### [Exercise goal]
From the line containing "Interestingly the documentation" down to the line containing "1. Log messages" in the records below, reproduce every line exactly, ends included, and omit all others.

(Dataset items)
Issue #1432, opened 2024-09-26
can NXlog/value be used to record strings or boolean readouts ?


jkotan:
It is convenient to record string-like status of the hardware  or bool-like hardware flags. Ideal for those purpose would be NXlog/value. 
However, in the documentation NXlog/value is of NX_NUMBER type. It would be good to extend it by NX_BOOLEAN and NX_CHAR. Especially that in the documention it is written  that and NeXus field which changes during the experiment  can be replaced as an  NXlog group.

prjemian:
The intent of NXlog (as it is described) is to log numerical data.  Expanding to non-numerical types could have consequences for software which expects only numbers.

rerpha:
@prjemian is there an alternative method of storing time-series strings, ie. a different class?

prjemian:
NXnote is the class to use when nothing else fits.

Issue #687, opened 2019-09-16
Allow strings in NXlog?


matthew-d-jones:
The `value` dataset in `NXlog` is documented as type `NX_NUMBER`, but it would be useful to us to use it for strings too.
Any reason we should not change it to `NX_ANY`?
Interestingly the documentation for `NX_ANY` explicitly mentions logs as a use case...

zjttoefs:
NXnote mentions logs. I like the fact that quantifies are numbers + units that are universally understood and people cannot start "logging" temperatures of "300 K".

What is the real-world use case? If it is system logs, then we should make a separate class.

SkyToGround:
The NeXus standard is not necessarily very clear on how its various "constants" can be applied/used but it is my understanding that `NX_ANY` is meant to indicate possible units and not possible data types. Hence the solution for allowing strings in NXlog would then be something along the lines of replacing `value: (optional) NX_NUMBER {units=NX_ANY}`with `value: (optional) NX_NUMBER {units=NX_ANY}, NX_CHAR` on the [NXlog documentation page](http://download.nexusformat.org/doc/html/classes/base_classes/NXlog.html#nxlog).

zjttoefs:
I am against turning NXlog into something that cannot be interpreted (=arbitrary strings). That is why we have a standard. But maybe there is a use case I am not seeing. Hence the "awaiting input".

SkyToGround:
I have two use cases for allowing strings in NXlog:

1. Log messages
We have long discussed the fact that we want to store some clear text log messages to the NeXus files. One (possible) example would be to store some information from the accelerator control room, e.g. `Accelerator power will decrease from 2 MW to 1 MW between 18:00 and 19:00.`
The (weak) arguments against using `NXnote` are that the `date` field does not allow timestamps as anything other than strings and that the documentation does not necessarily (explicitly) allow for the fields (in this case `date`, `type`, `data`) to be arrays.

2. EPICS updates
The channel access and pvAccess EPICS protocols allows for the `VAL` field to be in the form of a string. Thus the `f142` flat buffer schema is also able to store its value as a string and the `f142` writer module can write those strings to the `value` field of a `NXlog`. By not allowing "value"-strings in NXlog, the string functionality will have to be removed from the `f142` writer (and possibly schema).
[...]

PR #1590, opened 2025-09-19
Add NXtextlog base class

FreddieAkeroyd:
Proposal for an `NXtextlog` base class, this is similar to `NXlog` but specifically for text based data as `NXlog` only supports numeric data. It could be used for example to record status/error/log messages from hardware or software and meant to handle cases where a large number of `NXnote` entries is undesirable. See #1432 and #1591

The implementation below currently has the option of a `separator` attribute to tell the reader how to split an indiidual value, but i'm not sure how useful that may or may not be. It may just be better to write multiple values in one log with the same timestamp, or as separate `NXtextlog` entries, for these cases.

Other questions might be:
- should there be a text `encoding` attribute or just mandate `UTF-8`
- is it useful to allow an optional end-of-line character to be specified, or just leave that interpretation for the reader


rayosborn:
Is it really necessary to create a new base class? Can't we just add a text array as an option to the NXlog class? We have just added dozens of new base classes, so perhaps I shouldn't complain about an extra one, but I think we need to be clear if it's really necessary.

FreddieAkeroyd:
Hi Ray, this PR is in relation to #1432 which I forgot to reference in the PR description (have added now). In a previous discussion on this in #687 the consensus seemed to favor not changing `NXlog` to allow non-numeric data, but as that was a few years ago it may be worth revisiting this discussion.

phyy-nx:
> > Datasets with variable length datatypes cannot be compressed.

Hi, thanks for the comment, discussed in Telco May 27 and it seems too technical to include here when it's an implementation detail

phyy-nx (approved):
Moved to contributed so doesn't need a vote.

PR #1593, opened 2025-09-24
datetime.UTC introduced in python 3.11

woutdenolf:
`datetime.UTC` has only been introduced in python 3.11.

It is an alias for `datetime.timezone.utc`.

https://docs.python.org/3/library/datetime.html#datetime.UTC

`datetime.timezone.utc` works for all modern python versions (3.2 -> 3.13+).


woutdenolf:
Ping @lukaspie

### [Exercise result]
Interestingly the documentation for `NX_ANY` explicitly mentions logs as a use case...

zjttoefs:
NXnote mentions logs. I like the fact that quantifies are numbers + units that are universally understood and people cannot start "logging" temperatures of "300 K".

What is the real-world use case? If it is system logs, then we should make a separate class.

SkyToGround:
The NeXus standard is not necessarily very clear on how its various "constants" can be applied/used but it is my understanding that `NX_ANY` is meant to indicate possible units and not possible data types. Hence the solution for allowing strings in NXlog would then be something along the lines of replacing `value: (optional) NX_NUMBER {units=NX_ANY}`with `value: (optional) NX_NUMBER {units=NX_ANY}, NX_CHAR` on the [NXlog documentation page](http://download.nexusformat.org/doc/html/classes/base_classes/NXlog.html#nxlog).

zjttoefs:
I am against turning NXlog into something that cannot be interpreted (=arbitrary strings). That is why we have a standard. But maybe there is a use case I am not seeing. Hence the "awaiting input".

SkyToGround:
I have two use cases for allowing strings in NXlog:

1. Log messages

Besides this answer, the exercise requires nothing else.